» **PROBLEM DETAILS**:
Look through the records below for the line holding "vochain: automatic start". Write it out exactly, with each following line through the line holding "tctx, cancel := context.WithTimeout(ctx, time.Minute)".

» **INFORMATION**:
________
PR #192, opened 2021-05-20
vochain: automatic start block for autostart processes

jordipainan:
Due to uncertainty of when an EVM based blockchain Tx
will be mined/sealed, let the user choose to put
`startBlock = 1` with the autostart mode in order
to start the process as soon as the tx is mined
on the EVM based blockchain plus some delay
required by the Vochain.

### DIFF
--- a/ethereum/ethevents/handlers.go
+++ b/ethereum/ethevents/handlers.go
@@ -69,6 +69,10 @@ var ethereumEventList = map[string]string{
 	"resultsAvailable": "0x5aff397e0d9bfad4e73dfd9c2da1d146ce7fe8cfd1a795dbf6b95b417236fa4c",
 }
 
+// Number of blocks to add to the process start block to start as soon as possible the process.
+// This start block addition takes into account that can be some delay on the Vochain commit operation.
+const ProcessStartBlockDelay = 10
+
 // HandleVochainOracle handles the events on ethereum for the Oracle.
 func HandleVochainOracle(ctx context.Context, event *ethtypes.Log, e *EthereumEvents) error {
 	tctx, cancel := context.WithTimeout(ctx, time.Minute)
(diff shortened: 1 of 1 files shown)


ethereum/ethevents/handlers.go
```diff
@@ -69,6 +69,10 @@ var ethereumEventList = map[string]string{
 	"resultsAvailable": "0x5aff397e0d9bfad4e73dfd9c2da1d146ce7fe8cfd1a795dbf6b95b417236fa4c",
 }
 
+// Number of blocks to add to the process start block to start as soon as possible the process.
+// This start block addition takes into account that can be some delay on the Vochain commit operation.
+const PROCESS_START_BLOCK_DELAY = 10
```
p4u: I think we use camelCase in general for the naming

ethereum/ethevents/handlers.go
```diff
@@ -109,6 +113,14 @@ func HandleVochainOracle(ctx context.Context, event *ethtypes.Log, e *EthereumEv
 			log.Infof("process already exists, skipping")
 			return nil
 		}
+
+		if processTx.Process.Status == models.ProcessStatus_READY &&
```
p4u, line 129: Add a comment here why are we doing that please. Also explain why we use `1` instead of `0`

ethereum/ethevents/handlers.go
```diff
@@ -109,6 +113,14 @@ func HandleVochainOracle(ctx context.Context, event *ethtypes.Log, e *EthereumEv
...
+			processTx.Process.StartBlock == 1 &&
+			processTx.Process.Mode.AutoStart {
+
```
p4u: no need to have an extra empty line here

p4u (approved):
________
» **TASK OUTPUT**:
vochain: automatic start block for autostart processes

jordipainan:
Due to uncertainty of when an EVM based blockchain Tx
will be mined/sealed, let the user choose to put
`startBlock = 1` with the autostart mode in order
to start the process as soon as the tx is mined
on the EVM based blockchain plus some delay
required by the Vochain.

### DIFF
--- a/ethereum/ethevents/handlers.go
+++ b/ethereum/ethevents/handlers.go
@@ -69,6 +69,10 @@ var ethereumEventList = map[string]string{
 	"resultsAvailable": "0x5aff397e0d9bfad4e73dfd9c2da1d146ce7fe8cfd1a795dbf6b95b417236fa4c",
 }
 
+// Number of blocks to add to the process start block to start as soon as possible the process.
+// This start block addition takes into account that can be some delay on the Vochain commit operation.
+const ProcessStartBlockDelay = 10
+
 // HandleVochainOracle handles the events on ethereum for the Oracle.
 func HandleVochainOracle(ctx context.Context, event *ethtypes.Log, e *EthereumEvents) error {
 	tctx, cancel := context.WithTimeout(ctx, time.Minute)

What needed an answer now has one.